(Gaudium Press) En términos generales, la inteligencia artificial es la combinación de algoritmos -secuencia de instrucciones para resolver un problema-, creando puntos de conexión que se asemejan a las capacidades del raciocinio humano. “Posee” gran conocimiento enciclopédico, porque ha “leído” mucho más de lo que podría hacerlo un ser humano en toda su existencia; claro que esta asimilación “artificial” de lo “leído”, no significa que sea una profunda comprensión.

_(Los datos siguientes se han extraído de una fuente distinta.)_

PR #564, opened 2025-11-18
fix: move rmtree code outside of context manager in run_parallel cleanup

ramyamounir:
When running pretraining experiments on AWS, they fail with this error below:

pic-selected-251117-1949-16

After investigating, it looks like it's refusing to delete a directory for configs that is still being accessed by the context manager. I moved this logic outside to fix the problem. Strangely, this error only shows on AWS not locally :man_shrugging:


tristanls-tbp:
~~**question**: I thought pre-training could not be run with `run_parallel` ? Am I misremembering? @vkakerbeck ?~~

I was misremembering.

vkakerbeck:
yes, pretraining episodes are actually very well suited for parallelization since every episode takes the same number of steps and they are not dependent on each other (if supervised). We actually ran the 77 object pretraining on 80 CPUs.

PR #567, opened 2025-11-19
refactor!: follow ruff rule PTH118 (take 2)

carver:
A reattempt at #545, which failed at merge. It was reverted by #566.

### DIFF
--- a/src/tbp/monty/frameworks/experiments/monty_experiment.py
+++ b/src/tbp/monty/frameworks/experiments/monty_experiment.py
@@ -89,8 +89,6 @@ class MontyExperiment:
         if self.show_sensor_output:
             self.live_plotter = LivePlotter()
 
-        logger.info(self.config)
-
     def setup_experiment(self, config: dict[str, Any]) -> None:
         """Set up the basic elements of a Monty experiment and initialize counters.
 
@@ -98,6 +96,7 @@ class MontyExperiment:
             config: config specifying variables of the experiment.
         """
         self.init_loggers(self.config["logging"])
+        logger.info(self.config)
         self.model = self.init_model(
             monty_config=config["monty_config"],
             model_path=self.model_path,
@@ -329,6 +328,9 @@ class MontyExperiment:
 
         if not os.path.exists(self.output_dir):
             os.makedirs(self.output_dir)
+
+        # Treat as root logger
+        logger.propagate = False
 
         # Clear any existing tpb.monty logger handlers
         for handler in logger.handlers:
--- a/tools/github_readme_sync/file.py
+++ b/tools/github_readme_sync/file.py
@@ -49,7 +49,7 @@ def find_markdown_files(
     ignore_files = DEFAULT_IGNORE_FILES if ignore_files is None else ignore_files
 
     md_files = []
-    for root, _, files in os.walk(folder):
+    for root, _, files in os.walk(Path(folder).resolve()):
         path_parts = Path(root).parts
         if any(part.startswith(".") for part in path_parts):
             continue
--- a/tools/github_readme_sync/index.py
+++ b/tools/github_readme_sync/index.py
@@ -129,7 +129,7 @@ def process_markdown_files(docs_dir: str) -> list[dict]:
     if _is_empty(docs_dir):
         raise ValueError("docs_dir cannot be empty")
 
-    docs_path = Path(docs_dir)
+    docs_path = Path(docs_dir).resolve()
     if not docs_path.exists():
         raise ValueError(f"Directory {docs_dir} does not exist")
 
--- a/tools/github_readme_sync/tests/file_test.py
+++ b/tools/github_readme_sync/tests/file_test.py
@@ -89,6 +89,30 @@ class TestFindMarkdownFiles(unittest.TestCase):
 
         self.assertEqual(len(result), 2)
 
+    def test_find_markdown_files_with_relative_path_containing_dotdot(self):
+        docs_dir = Path(self.temp_dir) / "docs"
+        docs_dir.mkdir()
+        (docs_dir / "readme.md").write_text("# Readme")
+        (docs_dir / "guide.md").write_text("# Guide")
+        (docs_dir / "subdir").mkdir()
+        (docs_dir / "subdir" / "nested.md").write_text("# Nested")
+
+        subdir = Path(self.temp_dir) / "subdir"
+        subdir.mkdir()
+
+        original_cwd = Path.cwd()
+        try:
+            os.chdir(subdir)
+            relative_path = "../docs"
+
+            result = find_markdown_files(relative_path)
+
+            result_basenames = sorted([Path(path).name for path in result])
+            expected_basenames = sorted(["readme.md", "guide.md", "nested.md"])
+            self.assertEqual(result_basenames, expected_basenames)
+        finally:
+            os.chdir(original_cwd)
+
 
 if __name__ == "__main__":
     unittest.main()


carver:
Hm, `load_new_character_data()` in `two_d_data.py` looks bugged. Let me see if I can run a local test that confirms that, before I fix it.

carver:
Oh, I can't find any predefined benchmark configs for the omniglot dataset or any data that seems to be 2D. Headed to the tutorials to figure out how it's supposed to be run...

carver:
Yup:
```
File "/home/carver/code/tbp.monty/src/tbp/monty/frameworks/environments/two_d_data.py", line 231, in load_new_character_data
    current_image = load_img(img_char_dir + char_dir + ".png")
TypeError: unsupported operand type(s) for +: 'PosixPath' and 'str'
```

carver:
The omniglot benchmark  runs cleanly for me now. I'm going to do another once-over and see if I spot anything else.

carver:
Ok, I did another look through the whole thing, especially looking for downstream usages of the path object for usages like `Path() + str()`. I didn't find any more after the omniglot one.

While I was reviewing it again, I did throw in some more type annotations and doc updates. I noticed several types that were now wrong (ie~ saying that an argument could only be a `str`, when it's possible that it could be a `Path`). I also updated the code examples in the docs to use `Path` slash separators.

I kept these ^ changes as separate commits in case you'd rather have me open a new PR for them.

Once CI turns green, it's ready for a review.

src/tbp/monty/frameworks/config_utils/make_env_interface_configs.py
```diff
@@ -58,7 +58,7 @@ class ExperimentArgs:
     # e.g. being off the object)
     n_train_epochs: int = 3
     n_eval_epochs: int = 3
-    model_name_or_path: str = ""
+    model_name_or_path: str | Path = ""
```
jeremyshoemaker: For flexibility and [per our typing guidelines](https://thousandbrainsproject.readme.io/docs/typing-guide#methods-and-functions-should-accept-the-broadest-possible-type), we should probably use `os.PathLike` here, instead of Path. Unfortunately, `str` isn't a `PathLike` so the union type is still needed.

src/tbp/monty/frameworks/environments/two_d_data.py
```diff
@@ -213,24 +213,25 @@ def reset(self):
...
+            / f"character{self.character_id:02d}"
         )
-        first_img_char_child = next(Path(img_char_dir).iterdir()).name
+        first_img_char_child = next(img_char_dir.iterdir()).name
         char_img_names = first_img_char_child.split("_")[0]
-        char_dir = "/" + char_img_names + "_" + str(self.character_version).zfill(2)
-        current_image = load_img(img_char_dir + char_dir + ".png")
-        move_path = load_motor(stroke_char_dir + char_dir + ".txt")
-        logger.info(f"Finished loading new image from {img_char_dir + char_dir}")
+        char_stem = f"{char_img_names}_{self.character_version:02d}"
```
jeremyshoemaker, line 202: Had I not just read the Python `pathlib` documentation, I would have asked why "stem", but that's the term they use. I don't think I've really seen it elsewhere, but it's nice and short.

src/tbp/monty/simulators/habitat/environment.py
```diff
@@ -93,7 +96,7 @@ def __init__(
         objects: list[dict | ObjectConfig] | None = None,
         scene_id: str | None = None,
         seed: int = 42,
-        data_path: str | None = None,
+        data_path: str | Path | None = None,
```
jeremyshoemaker, line 99: `Path` -> `PathLike`

src/tbp/monty/simulators/habitat/simulator.py
```diff
@@ -107,7 +107,7 @@ class HabitatSim(HabitatActuator):
     def __init__(
         self,
         agents: list[HabitatAgent],
-        data_path: str | None = None,
+        data_path: str | Path | None = None,
```
jeremyshoemaker, line 110: `Path` -> `PathLike`

src/tbp/monty/frameworks/config_utils/make_env_interface_configs.py
jeremyshoemaker: Actually, this seems like a weird edge case. I think since it's a field on a dataclass we want to be specific, but it's also a constructor argument, which we'd prefer to be more flexible with. 🤷

carver: If I read it correctly, `PathLike` is a *very* loose type, that only implements `.__fspath__()`. I imagine that the goal for the repo is to switch to using `Path` objects everywhere instead of `str`. Then you can use things like `.open()` without converting it first. But a `PathLike` argument would still require conversion to `Path` before using any methods like `.open()` or properties like `.parent`.

Do you read it the same way? And if so, do you still think I should set these to `PathLike`?

carver: My intuition says `PathLike` is not the ideal choice here, but in the interest of getting this merged, I switched it. It's clearly better than just a `str` type, which would now be an _incorrect_ type.

carver:
Hm, that's a new one:
```
Collecting package metadata (repodata.json): - done
/home/runner/work/_temp/8811a1c2-169d-46ba-909e-f621a74ac467.sh: line 3:  4250 Killed                  conda env create
Solving environment: / 
Error: The operation was canceled.
```

carver:
Maybe conda was just grumpy for a bit? I guess it's good to review again.

src/tbp/monty/frameworks/config_utils/make_env_interface_configs.py
jeremyshoemaker: Yeah, I think you're right. And this is a concrete field so a more concrete type makes sense. Sorry about the back and forth.

jeremyshoemaker:
> Hm, that's a new one:
> 
> ```
> Collecting package metadata (repodata.json): - done
> /home/runner/work/_temp/8811a1c2-169d-46ba-909e-f621a74ac467.sh: line 3:  4250 Killed                  conda env create
> Solving environment: / 
> Error: The operation was canceled.
> ```

GitHub seems to still be having some issues, with Actions in particular.

src/tbp/monty/frameworks/config_utils/make_env_interface_configs.py
carver: All good! It's reverted, and tests are passing.

jeremyshoemaker:
We probably should have merged this before we merged our big config refactor in #540 so you wouldn't have to deal with these conflicts, but here we are. 

It should be pretty straightforward though. A lot of it is files that have been deleted. Let me know if you run into anything complicated.

carver:
Doh, hah, ok. I'll take a look.

carver:
I want to do a local test of omniglot and a speedrun of one more benchmark before I call it ready to go. I can't do them quickly because my local branches to prepare them don't apply cleanly anymore. Not sure when I'll get a chance to fix those up.

ETA: Oh right, both of those changes are almost entirely configuration changes, which is now very different. Seems very likely I won't get to it during the weekend, then.

carver:
Omniglot is working, but still a path issue on `base_10multi_distinctobj_dist_agent`.

tristanls-tbp:
@carver, I think maybe your path issue might be fixed with #584, now merged?

carver:
> @carver, I think maybe your path issue might be fixed with #584, now merged?

Yup, everything looks good to me now. 

Separately, I was able to do the workaround for the install-monty CI bug. Luckily the fix is sticky: I can revert it and still pass CI again, because the installation gets cached.

carver:
This failure looks unrelated to me:
> Failed to get https://dash.readme.com/api/v1/docs/style-guide <!DOCTYPE html><html lang="en"><head><title>We're having issues!</title>
> ... ✂️  ...
>  Traceback (most recent call last):
>  File  "/home/runner/miniconda/envs/tbp.monty/lib/python3.8/runpy.py", line 194, in _run_module_as_main
>     return _run_code(code, main_globals, None,
>   File "/home/runner/miniconda/envs/tbp.monty/lib/python3.8/runpy.py", line 87, in _run_code
>     exec(code, run_globals)
>   File "/home/runner/work/tbp.monty/tbp.monty/tbp.monty/tools/github_readme_sync/cli.py", line 159, in <module>
>     main()
>   File "/home/runner/work/tbp.monty/tbp.monty/tbp.monty/tools/github_readme_sync/cli.py", line 115, in main
>     upload(hierarchy, args.folder, rdme=ReadMe(args.version))
>   File "/home/runner/work/tbp.monty/tbp.monty/tbp.monty/tools/github_readme_sync/upload.py", line 37, in upload
>     process_children(
>   File "/home/runner/work/tbp.monty/tbp.monty/tbp.monty/tools/github_readme_sync/upload.py", line 69, in process_children
>     doc_id, created = rdme.create_or_update_doc(
>   File "/home/runner/work/tbp.monty/tbp.monty/tbp.monty/tools/github_readme_sync/readme.py", line 301, in create_or_update_doc
>     raise ValueError(f"Failed to create doc {doc['title']}")
>  ValueError: Failed to create doc Style Guide

_Edit: Yup, a re-run with an empty commit succeeds the same job._

carver:
> It should be pretty straightforward though. A lot of it is files that have been deleted. Let me know if you run into anything complicated.

@jeremyshoemaker there was a bit of rework unfortunately, I think from some logic that got moved around. But it's all set now. I am hoping to get it merged before some other merge creates more conflicts. :)

PR #571, opened 2025-11-19
build: recipe/meta.yaml reflecting latest; added note to remember

tristanls-tbp:
`recipe/meta.yaml` should reflect what is in `environment.yml` and `environment_arm64.yml`.

### DIFF
--- a/environment.yml
+++ b/environment.yml
@@ -21,6 +21,7 @@ channels:
   - conda-forge
   - defaults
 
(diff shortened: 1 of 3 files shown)


environment.yml
```diff
@@ -21,6 +21,7 @@ channels:
   - conda-forge
   - defaults
 
+# Note: Remember to update recipe/meta.yaml when updating this file.
```
jeremyshoemaker, line 24: 👍

PR #572, opened 2025-11-19
chore: add opencv-python pip dependency to Monty

tristanls-tbp:


hlee9212:
Hi @tristanls-tbp (and @scottcanoe), I will need `opencv-python` as dependency for my upcoming implementation project for 2D SM. Can this PR be opened?

tristanls-tbp:
@hlee9212, if you need a dependency as part of your implementation, then please include the dependency as part of that PR.

tristanls-tbp:
@hlee9212, I was wondering why this is a separate pull request. I think, in the past, the reason behind adding a dependency separately was to create infrastructure images so we could run benchmarks.

I think that since then, we have been building infrastructure images from a specific pull request (which was not available when this PR was opened).

tristanls-tbp:
So.. the plot thickens... this draft pull request is here specifically so that we can build a benchmark image in our infrastructure 🙂 (I looked, and the image is called `MontyCPUWorkstationPR572...`).

@hlee9212, when you open your PR, we'll be able to build an image specifically for your PR.

PR #578, opened 2025-11-21
refactor!: remove policy_setup_utils.py

jeremyshoemaker:
Since we moved the configs into Hydra, we have a few places where fragments of configurations are used in tests. This removes the policy_setup_utils module as it is no longer needed once we start loading those fragments using Hydra.


tristanls-tbp (approved):
Nice, thank you!

PR #581, opened 2025-11-23
feat: print yaml-formatted configs in `run.py` and `run_parallel.py`

scottcanoe:
`run.py` and `run_parallel.py` print experiment configs, but they're not very readable. This PR suggests we use `omegaconf` to print prettier.

In pictures, we'll go from looking at
Screenshot 2025-11-23 at 11 39 05 AM
to
Screenshot 2025-11-23 at 11 38 50 AM

**Note:** I tried to perform node-interpolation only so that a field like
```yaml
   min_eval_steps: ${benchmarks.min_eval_steps}
```
would optionally print out as
```yaml
   min_eval_steps: 20
```
I couldn't figure it out though. Ideally, I could print out the full config with those values dropped in for future reference. But that's a side quest for another time.

### DIFF
--- a/.github/workflows/monty.yml
+++ b/.github/workflows/monty.yml
@@ -145,7 +145,7 @@ jobs:
         run: |
           export PATH="$HOME/miniconda/bin:$PATH"
           source activate tbp.monty
-          deptry benchmarks src tests
+          deptry src tests conf
 
   check_license_monty:
     name: check-license-monty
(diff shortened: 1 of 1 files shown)


tristanls-tbp (commented):
None of the notes below are intended to block this pull request. I think this pull request is fine. Having said that...

**note**: Seeing `print_config` duplicated, it should probably be extracted into `src/tbp/monty/hydra.py`

**note**: It really bugs me that we are putting human-readable logs where machine logs should be. We have a `print_config` flag that will print the configuration and exit. It really feels like we should have a `HumanReadableHandler` that just pretty prints all the things and use that instead of polluting machine logs.

tristanls-tbp:
**note**: You can find pretty printed YAML configurations in the `outputs` directory for your run. 
Screenshot 2025-12-05 at 16 17 45

PR #579, opened 2025-11-21
docs: running your first experiment tutorial update

tristanls-tbp:
This pull request updates the "Running Your First Experiment" tutorial to reference Hydra configuration.

PR #584, opened 2025-11-24
fix: once again, append run_name to output_dir to get output_dir/run_name

tristanls-tbp:
While reviewing #579 , [@scottcanoe identified that `run.py` no longer appends the `run_name` to `output_dir` as before](https://github.com/thousandbrainsproject/tbp.monty/pull/579#pullrequestreview-3497907903). This pull request corrects that bug.

### DIFF
--- a/src/tbp/monty/frameworks/run.py
+++ b/src/tbp/monty/frameworks/run.py
@@ -10,9 +10,9 @@ from __future__ import annotations
 
 import logging
 import os
-from pathlib import Path
 import pprint
 import time
+from pathlib import Path
 
 import hydra
 from omegaconf import DictConfig


scottcanoe (approved):
LGTM. Works as expected for `tutorial/first_experiment`over at [579](https://github.com/thousandbrainsproject/tbp.monty/pull/579).

**thought:** I'm not sure what your plans are for saving flat configs to experiment output directories, but it would be problematic if the flat config is saved _after_ the concatenation.

tristanls-tbp:
> **thought**: I'm not sure what your plans are for saving flat configs to experiment output directories, but it would be problematic if the flat config is saved after the concatenation.

@scottcanoe, yes, good point. I don't like that we modify the config. Initially, I implemented this change within `MontyExperiment`, but that required a significant amount of work in determining all the directory naming conventions in `run_parallel.py`. Therefore, I opted to follow the approach taken by the previous `run.py` for now.

PR #594, opened 2025-12-02
docs: update pretraining-a-model tutorial for Hydra configs

tristanls-tbp:


scottcanoe (approved):
LGTM. Text is good, and I confirmed that the experiment and analysis script run as expected.

PR #598, opened 2025-12-03
refactor: enable ruff PTH107 for Path.unlink()

carver:
Use `Path.unlink()` instead of `os.remove(path_str)`. When it doesn't affect functionality, use `.unlink(missing_ok=True)` to avoid an `os.path.exists(path_str)` check first.


jeremyshoemaker (approved):
Looks good to me.

PR #599, opened 2025-12-03
refactor: enable ruff rule PTH103, use Path.mkdir()

carver:
`os.makedirs()` creates all folders in the path, which is the equivalent of `Path.mkdir(parents=True)`. So `parents=True` is used in all replacements. `exist_ok=True` is used sometimes, instead of doing a file `exists()` check first.


jeremyshoemaker (approved):
Looks good to me. I kinda wish they had made `Path.mkdir` default to `parent=True`, but I suspect they're just following how the `mkdir` command does it.

PR #600, opened 2025-12-03
docs: multi-lm tutorial update for Hydra

tristanls-tbp:


scottcanoe (approved):
LGTM. Everything runs as expected.

**note:** ‏The screenshot of the eval stats table is outdated. I don't plan on replacing these regularly, but rotation error is reported in degrees now so that's a fairly significant change. I'll replace this image soon, hopefully after we stop reporting `stepwise_performance` for experiments that don't use the semantic sensor so we can get rid of that too.

tristanls-tbp:
@scottcanoe this is what I got on my machine
Screenshot 2025-12-04 at 13 01 46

Su expresión más conocida es el famoso ChatGPT (Chat Generativo Previamente Entrenado). A través de “él” se puede “conversar” simuladamente con una “persona” que da sus respuestas -previamente establecidas- de forma automática. Nada destacadamente innovador, podríamos decir, pues miles de millones de informaciones captadas de internet son su residuo “intelectual”. No es un accionar autónomo inteligente, pues, sin la información colocada en internet durante años, no podría prestar servicio alguno. La “inteligencia artificial” necesitó de la inteligencia humana.
En singular intercambio, se pueden crear o generar – para usar su pomposo título de generativo – textos, producir imágenes, crear vídeos, hasta hacer obras de arte basado en lo que ha “aprendido”. La propia empresa OpenAI, que está detrás de ella, reconoce que no siempre las respuestas son precisas.
Hay los que afirman -con optimismo todo especial- que logra ostentar un desempeño a nivel humano. Otros alertan que pondrá en peligro muchos puestos de trabajo, que facilitará la información falsa, el accionar de potenciales delincuentes cibernéticos, la suplantación de identidades, la piratería, etc.
Ya tenemos entre nosotros a los chatbots, de atención al cliente, que responden a pedidos de una pizza o similar, sustituyendo el accionar humano, pero sin inteligencia “emocional”, factor exclusivo de la persona en cuestión. En el mundo actual, un trabajo es un teléfono y los “trabajadores” son, a la vista diaria, los Rappi, los Ubers, los Pedidos Ya…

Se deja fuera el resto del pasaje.